Breaking RSA Using Shor's Algorithm

Future work

Distribute the computation

An interesting consequence of how we parallelize addition, by segmenting registers into pieces terminated by carry runways, is that there is limited interaction between the different pieces. In fact, the additions themselves require no communication between the pieces; it is only the lookup procedure preparing the input of the additions that requires communication. If we place each piece on a separate quantum computer, only a small amount of communication is needed to seed the lookups and keep the computation progressing.

Given the parameters we chose for our construction, each lookup is controlled by ten address qubits. Five of those qubits come from the exponent and are re-used hundreds of times. The other five come from the factor register, which is being iterated over during multiplication. If the computation was to be distributed over multiple machines, the communication cost would be dominated by broadcasting the successive groups of five qubits from the factor register.

Recall from Section 2 that each lookup addition takes approximately 37 milliseconds. Five qubits must be broadcast per lookup addition. Therefore, if each quantum computer had a 150 qb/s quantum channel, the necessary qubits could be communicated quickly enough to keep up with the lookup additions. This would distribute the factoring computation.

For example, a network topology where the computers were arranged into a linear chain and were constantly forwarding the next set of factor qubits to each other would be sufficient.
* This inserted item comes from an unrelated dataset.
PR #1962, opened 2026-06-23
Ensure `--batch` and `--logfile` are distinct files

rolandwalker:
## Description
Motivation: to avoid some kind of infinite loop, in which mycli reads from a file which is constantly being written to.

Each quantum computer in the distributed computation would have a computational layout basically equivalent to the left half (or right half) of Figure 7. Factoring an $n = 2048$ bit number could be performed with two machines each having perhaps 11 million physical qubits, instead of one machine with 20 million physical qubits.

We can decrease the size of each individual quantum computer by decreasing the piece size we use for the additions. For example, suppose we used an addition piece size of $c_{sep} = 256$ and distributed an $n = 2048$ RSA factoring computation over 8 machines. Normally using smaller pieces would proportionally accelerate the addition, but the number of magic state factories has not changed (they have simply been distributed) so each lookup addition will still take approximately the same amount of time. So a 150 qb/s quantum channel per computer should still be sufficient. One caveat here is that each of these much smaller machines has to run its own copy of the lookup operation, and because there are so few factories per machine the lookup will take much longer. The optimal windows sizes of the lookups will decrease, and the total computation time will approximately double.

Based on this surface analysis it seems that, instead of using 1 machine with 20 million qubits, we could use 8 machines each with perhaps 4 million qubits, as long as they were connected by quantum channels with bandwidths of 150qb/s. But we have not carefully explored the question of how to distribute a quantum computation structured in this way and, although there has been significant previous work done on distributing quantum computations, we think the piecewise nature of carry runway adders makes them well suited to a specialized analysis.